Begonnen hatte es am Vormittag mit Szenen, die an Bürgerkriegsfilme denken ließen. In einem Park versammelten sich mehrere Hundert Rechtsradikale zu einer Rally. Richard Spencer war da, der Anführer der AltRight-Bewegung, die für Schlagzeilen sorgte, als sie den Wahlsieg Trumps mit Heil-Trump-Rufen feierte. Und David Duke, einstiges Ku-Klux-KlanMitglied und Abgeordneter im Repräsentantenhaus Louisianas. Beide waren gekommen, um gegen den Abriss eines Denkmals zu protestieren, der Reiterfigur Robert E. Lees, eines von manchen Südstaatlern verehrten Bürgerkriegsgenerals. Dass die Statue weichen muss, hat der Stadtrat entschieden. Spencer und Duke ging es weniger um die Pflege des Südstaatenerbes, es ging um die Provokation.
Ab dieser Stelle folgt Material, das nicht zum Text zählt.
PR #7609, opened 2018-04-27
Leave blank line before closing comment if idented

eksperimental:
If last line in the docs is idented, leave an emptyline before closing the comment.

Mentioned by @whatyouhide in https://github.com/elixir-lang/elixir/pull/7606#discussion_r184348514

The command/regexp used to find these offending lines is:

    ag "\ {4,}[^\n]+\n\s{2}[\"']{3}"

### DIFF
--- a/lib/elixir/lib/access.ex
+++ b/lib/elixir/lib/access.ex
@@ -762,6 +762,7 @@ defmodule Access do
 
       iex> get_in(%{}, [Access.filter(fn a -> a == 10 end)])
       ** (RuntimeError) Access.filter/1 expected a list, got: %{}
+
   """
   @since "1.6.0"
   @spec filter((term -> boolean)) :: access_fun(data :: list, get_value :: list)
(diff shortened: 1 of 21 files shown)


lib/mix/lib/mix/tasks/new.ex
```diff
@@ -408,6 +408,7 @@ defmodule Mix.Tasks.New do
   # here (which is why it is important to import them last).
   #
   #     import_config "#{Mix.env}.exs"
+  #
```
whatyouhide: We shouldn't have this line in this template.

lib/mix/lib/mix/tasks/new.ex
```diff
@@ -428,6 +429,7 @@ defmodule Mix.Tasks.New do
   #       level: :info,
   #       format: "$date $time [$level] $metadata$message\n",
   #       metadata: [:user_id]
+  #
```
whatyouhide: We shouldn't have this line in this template.

lib/mix/lib/mix/tasks/new.ex
eksperimental: true

lib/mix/lib/mix/tasks/new.ex
eksperimental: oops

eksperimental:
@whatyouhide fixed

josevalim:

Auf den Treppen, die zu dem Park führen, waren Uniformierte mit Sturmgewehren aufgezogen. Keine Soldaten, sondern Angehörige einer Miliz. Neben ihnen muskulöse Männer mit Eisenstangen, Zaunlatten, Flammenwerfern. Die Bürgerrechtler zogen an ihnen vorbei. „Ihr werdet uns nicht verdrängen! Die Juden werden uns nicht verdrängen!“, schallten oben die Sprechchöre der Nazis, die am Abend zuvor mit brennenden Fackeln durch Charlottesville gezogen waren. Irgendwann flogen Brandsätze. Die Neonazis lieferten sich Prügeleien mit ihren Gegnern, die Polizei zog sich zurück. Erst nach 20 Minuten übernahm sie das Heft des Handelns, indem sie die Versammlung für beendet erklärte. In den Straßen ringsum wurde weiter geprügelt, bis die Nationalgarde Virginias, eine militärische Einheit, aufmarschiert war.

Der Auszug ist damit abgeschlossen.